[What needs to be done] All entries below are to be set down again exactly as given.

Data listing below:

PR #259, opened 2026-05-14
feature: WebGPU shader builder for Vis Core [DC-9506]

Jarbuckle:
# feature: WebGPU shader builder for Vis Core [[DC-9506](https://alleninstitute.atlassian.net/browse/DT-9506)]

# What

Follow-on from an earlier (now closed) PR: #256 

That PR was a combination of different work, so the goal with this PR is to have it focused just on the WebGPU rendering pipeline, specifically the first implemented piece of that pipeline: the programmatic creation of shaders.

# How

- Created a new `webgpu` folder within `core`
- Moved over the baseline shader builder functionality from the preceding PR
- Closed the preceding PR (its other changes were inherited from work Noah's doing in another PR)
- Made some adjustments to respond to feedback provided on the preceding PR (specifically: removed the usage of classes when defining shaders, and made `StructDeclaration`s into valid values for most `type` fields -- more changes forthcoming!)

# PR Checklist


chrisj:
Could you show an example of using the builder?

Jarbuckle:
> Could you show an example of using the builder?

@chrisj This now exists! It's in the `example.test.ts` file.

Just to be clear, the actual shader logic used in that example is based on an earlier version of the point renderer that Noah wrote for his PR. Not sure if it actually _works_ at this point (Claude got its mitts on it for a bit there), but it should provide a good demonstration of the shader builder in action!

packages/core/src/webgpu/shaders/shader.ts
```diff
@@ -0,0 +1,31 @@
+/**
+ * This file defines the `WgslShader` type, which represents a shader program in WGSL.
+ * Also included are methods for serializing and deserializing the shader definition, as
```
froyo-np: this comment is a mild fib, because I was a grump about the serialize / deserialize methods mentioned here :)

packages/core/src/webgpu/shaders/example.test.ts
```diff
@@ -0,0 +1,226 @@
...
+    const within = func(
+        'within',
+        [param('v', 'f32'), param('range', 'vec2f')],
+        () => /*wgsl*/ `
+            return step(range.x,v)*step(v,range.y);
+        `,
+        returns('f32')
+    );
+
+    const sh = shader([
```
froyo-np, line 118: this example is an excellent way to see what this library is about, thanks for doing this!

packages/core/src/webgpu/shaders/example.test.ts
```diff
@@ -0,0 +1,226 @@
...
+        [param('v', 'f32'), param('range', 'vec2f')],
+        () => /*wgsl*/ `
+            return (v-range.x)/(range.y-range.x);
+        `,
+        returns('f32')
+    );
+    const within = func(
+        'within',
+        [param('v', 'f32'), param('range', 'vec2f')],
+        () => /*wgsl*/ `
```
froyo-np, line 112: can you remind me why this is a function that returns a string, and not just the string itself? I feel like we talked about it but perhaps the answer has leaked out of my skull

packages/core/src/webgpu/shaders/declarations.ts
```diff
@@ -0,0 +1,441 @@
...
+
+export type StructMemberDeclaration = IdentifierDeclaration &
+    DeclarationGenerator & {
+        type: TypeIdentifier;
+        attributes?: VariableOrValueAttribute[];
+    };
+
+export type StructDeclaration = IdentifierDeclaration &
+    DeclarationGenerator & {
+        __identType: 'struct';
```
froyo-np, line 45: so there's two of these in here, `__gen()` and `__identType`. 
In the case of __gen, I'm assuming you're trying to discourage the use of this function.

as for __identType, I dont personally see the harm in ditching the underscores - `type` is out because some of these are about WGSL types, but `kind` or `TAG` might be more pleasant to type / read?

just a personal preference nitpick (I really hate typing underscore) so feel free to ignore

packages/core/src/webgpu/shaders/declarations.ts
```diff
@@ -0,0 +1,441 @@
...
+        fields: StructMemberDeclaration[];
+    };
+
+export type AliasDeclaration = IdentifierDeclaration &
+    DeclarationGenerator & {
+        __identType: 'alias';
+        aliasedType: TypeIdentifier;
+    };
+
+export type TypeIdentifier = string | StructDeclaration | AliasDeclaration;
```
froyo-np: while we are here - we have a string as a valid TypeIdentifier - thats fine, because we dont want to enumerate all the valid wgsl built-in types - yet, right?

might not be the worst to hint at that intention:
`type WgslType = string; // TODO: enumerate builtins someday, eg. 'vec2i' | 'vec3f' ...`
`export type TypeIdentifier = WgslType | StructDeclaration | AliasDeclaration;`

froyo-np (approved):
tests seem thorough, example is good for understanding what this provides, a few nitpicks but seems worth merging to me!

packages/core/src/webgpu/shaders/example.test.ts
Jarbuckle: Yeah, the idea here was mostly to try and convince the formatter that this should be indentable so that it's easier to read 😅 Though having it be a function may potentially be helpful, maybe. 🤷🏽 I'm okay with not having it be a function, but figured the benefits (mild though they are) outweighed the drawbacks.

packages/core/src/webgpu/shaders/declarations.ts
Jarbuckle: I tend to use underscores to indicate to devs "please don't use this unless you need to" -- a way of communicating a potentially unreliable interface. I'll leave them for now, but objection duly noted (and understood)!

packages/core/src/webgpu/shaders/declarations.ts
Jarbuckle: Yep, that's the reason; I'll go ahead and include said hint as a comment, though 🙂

End of Data listing.

[Written response]
PR #259, opened 2026-05-14
feature: WebGPU shader builder for Vis Core [DC-9506]

Jarbuckle:
# feature: WebGPU shader builder for Vis Core [[DC-9506](https://alleninstitute.atlassian.net/browse/DT-9506)]

# What

Follow-on from an earlier (now closed) PR: #256 

That PR was a combination of different work, so the goal with this PR is to have it focused just on the WebGPU rendering pipeline, specifically the first implemented piece of that pipeline: the programmatic creation of shaders.

# How

- Created a new `webgpu` folder within `core`
- Moved over the baseline shader builder functionality from the preceding PR
- Closed the preceding PR (its other changes were inherited from work Noah's doing in another PR)
- Made some adjustments to respond to feedback provided on the preceding PR (specifically: removed the usage of classes when defining shaders, and made `StructDeclaration`s into valid values for most `type` fields -- more changes forthcoming!)

# PR Checklist


chrisj:
Could you show an example of using the builder?

Jarbuckle:
> Could you show an example of using the builder?

@chrisj This now exists! It's in the `example.test.ts` file.

Just to be clear, the actual shader logic used in that example is based on an earlier version of the point renderer that Noah wrote for his PR. Not sure if it actually _works_ at this point (Claude got its mitts on it for a bit there), but it should provide a good demonstration of the shader builder in action!

packages/core/src/webgpu/shaders/shader.ts
```diff
@@ -0,0 +1,31 @@
+/**
+ * This file defines the `WgslShader` type, which represents a shader program in WGSL.
+ * Also included are methods for serializing and deserializing the shader definition, as
```
froyo-np: this comment is a mild fib, because I was a grump about the serialize / deserialize methods mentioned here :)

packages/core/src/webgpu/shaders/example.test.ts
```diff
@@ -0,0 +1,226 @@
...
+    const within = func(
+        'within',
+        [param('v', 'f32'), param('range', 'vec2f')],
+        () => /*wgsl*/ `
+            return step(range.x,v)*step(v,range.y);
+        `,
+        returns('f32')
+    );
+
+    const sh = shader([
```
froyo-np, line 118: this example is an excellent way to see what this library is about, thanks for doing this!

packages/core/src/webgpu/shaders/example.test.ts
```diff
@@ -0,0 +1,226 @@
...
+        [param('v', 'f32'), param('range', 'vec2f')],
+        () => /*wgsl*/ `
+            return (v-range.x)/(range.y-range.x);
+        `,
+        returns('f32')
+    );
+    const within = func(
+        'within',
+        [param('v', 'f32'), param('range', 'vec2f')],
+        () => /*wgsl*/ `
```
froyo-np, line 112: can you remind me why this is a function that returns a string, and not just the string itself? I feel like we talked about it but perhaps the answer has leaked out of my skull

packages/core/src/webgpu/shaders/declarations.ts
```diff
@@ -0,0 +1,441 @@
...
+
+export type StructMemberDeclaration = IdentifierDeclaration &
+    DeclarationGenerator & {
+        type: TypeIdentifier;
+        attributes?: VariableOrValueAttribute[];
+    };
+
+export type StructDeclaration = IdentifierDeclaration &
+    DeclarationGenerator & {
+        __identType: 'struct';
```
froyo-np, line 45: so there's two of these in here, `__gen()` and `__identType`. 
In the case of __gen, I'm assuming you're trying to discourage the use of this function.

as for __identType, I dont personally see the harm in ditching the underscores - `type` is out because some of these are about WGSL types, but `kind` or `TAG` might be more pleasant to type / read?

just a personal preference nitpick (I really hate typing underscore) so feel free to ignore

packages/core/src/webgpu/shaders/declarations.ts
```diff
@@ -0,0 +1,441 @@
...
+        fields: StructMemberDeclaration[];
+    };
+
+export type AliasDeclaration = IdentifierDeclaration &
+    DeclarationGenerator & {
+        __identType: 'alias';
+        aliasedType: TypeIdentifier;
+    };
+
+export type TypeIdentifier = string | StructDeclaration | AliasDeclaration;
```
froyo-np: while we are here - we have a string as a valid TypeIdentifier - thats fine, because we dont want to enumerate all the valid wgsl built-in types - yet, right?

might not be the worst to hint at that intention:
`type WgslType = string; // TODO: enumerate builtins someday, eg. 'vec2i' | 'vec3f' ...`
`export type TypeIdentifier = WgslType | StructDeclaration | AliasDeclaration;`

froyo-np (approved):
tests seem thorough, example is good for understanding what this provides, a few nitpicks but seems worth merging to me!

packages/core/src/webgpu/shaders/example.test.ts
Jarbuckle: Yeah, the idea here was mostly to try and convince the formatter that this should be indentable so that it's easier to read 😅 Though having it be a function may potentially be helpful, maybe. 🤷🏽 I'm okay with not having it be a function, but figured the benefits (mild though they are) outweighed the drawbacks.

packages/core/src/webgpu/shaders/declarations.ts
Jarbuckle: I tend to use underscores to indicate to devs "please don't use this unless you need to" -- a way of communicating a potentially unreliable interface. I'll leave them for now, but objection duly noted (and understood)!

packages/core/src/webgpu/shaders/declarations.ts
Jarbuckle: Yep, that's the reason; I'll go ahead and include said hint as a comment, though 🙂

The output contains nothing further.